Q:Have you made any changes to the leveling system?

NB: Each character will be leveled up by obtaining Z items. But the use of Z item will be more tactical than previous version. Each item works in good way and bad way. They are relative to each characters ability. Please think and tell me how to use Z-items in this game! You might be better than Producer Donny Clay!

DC: There arent many modifications to the actual leveling system per se but as [our Namco Bandai representative] stated there will be new and improved Z items which will help power up your character immensely if you use them correctly. Level up and equip your character correctly and you might have a shot at beating me. BRING IT!

Q: Will we see the return of some old favorites from past games like Chi Chi (Super DBZ), Kid Uub (Budokai 3), and Teen Future Trunks (Sagas: Evolution)?

NB: We'll have some but in different forms.

DC: Yes youll see some old friends and some new ones you havent ever played before in a DBZ game. Im pretty darned excited about the roster we on deck for you guys this time around.

Q:What do you think about the evolution of the Dragon Ball games in these past years?

NB: [Our representative had Donny answer this one.]

DC: I think the games have progressed very nicely over the years we have improved them in every way. Graphically they have been fantastic in my opinion and the fighting systems have gotten better and better. But I know you guys - you want more - and we will serve it up soon!

[Part 2]

Q: Have the Wii Controls improved greatly? If so, please give examples.

NB: Yes. The previous Tenkaichi 2 game was released at launch of Wii console. The innovative Wii controller made so many changes to Tenkaichi, some were greeted positive, while others were criticized. In this game, weve been trying to improve the controls by listening to customers, and the controls to be more intuitive and easy for every one to play.

DC:They certainly have. Weve gotten rid of the pointer system so now all the attacking is easily done with just the Wii-mote. All of your movement is handled through the nunchuck. I actually play better on the Wii now than the PS2. Never thought Id say that, but there it is.

Q: Have the character models been improved?

NB: Weve refined all the character models for this game!

DC: The models get better every time we make a new game and Tenkaichi 3 is no exception. More polys, better textures, all the usual tech speak you are used to hearing. Dont take it from me- go check out the latest screenshots, the proof is in the puddin!

Q: Will the new characters have unique attacks or generic ones?

NB: [Our representative had Donny answer this one.]

DC:They will have a few unique super moves and some unique combos as well.

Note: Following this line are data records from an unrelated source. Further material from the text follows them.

PR #924, opened 2026-03-19
Update dockerignore to ignore testing dirs

nachog00:
Without this, the docker build passes those massive dirs as context and they aren't really needed.

The dirs are:

```
/docker_cargo/
/container-target/
```

these are for `makers` container testing to persist a cache in between runs, we don't need them passed around in zainod docker builds

### DIFF
--- a/.dockerignore
+++ b/.dockerignore
@@ -16,3 +16,7 @@ target/
 
 # Misc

There will definitely be unique reasons to choose one character over another depending on your play-style.

Q: Will the stages be bigger in this game?

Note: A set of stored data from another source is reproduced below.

PR #927, opened 2026-03-19
Zebra 4 2 support

pacu:
Fixes:

### DIFF
--- a/zaino-common/Cargo.toml
+++ b/zaino-common/Cargo.toml
@@ -18,3 +18,6 @@ serde = { workspace = true, features = ["derive"] }
 # Error handling
 thiserror = { workspace = true }
 
+# Zingo 
+zingo_common_components = { workspace = true }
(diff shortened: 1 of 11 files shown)


zaino-common/Cargo.toml
```diff
@@ -18,3 +18,6 @@ serde = { workspace = true, features = ["derive"] }
 # Error handling
 thiserror = { workspace = true }
 
+# Zingo 
+zingo_common_components = { workspace = true }
+zcash_local_net = { workspace = true }
```
fluidvanadium: zcash_local_net is supposed to be a test-only dependency

fluidvanadium (changes requested):
Mostly great, but one dependency that should not be added to that crate. I am going to investigate.

fluidvanadium (approved):
ready to go!

zancas (commented):
LGTM!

NB: Actually the size of the battle stages has been the same. But it has been refined as much as possible.

DC: We felt the size of the battle arenas was very good so we left that alone. They are big enough to create distance from your opponent but not so big you cant ever find who it is you are supposed to be fighting. The levels all look better and are more interactive than before though that's for sure.

Q: When you say over 20 new characters, does that include transformations?

NB: No, the character itself.

DC: We mean 20 new characters - if they transform great, but we dont count those as separate characters. You will see 20 new faces on the characters select screenonce youve unlocked everything of course!

[Part 3] *FINAL*

Q: Will there be a mini game mode?

NB: Yes. There will be some mini-games.

DC: There are a few mini games planned in the game, not just the loading screens this time! They may even unlock some special stuff

Q: Will there be Japanese music in the game?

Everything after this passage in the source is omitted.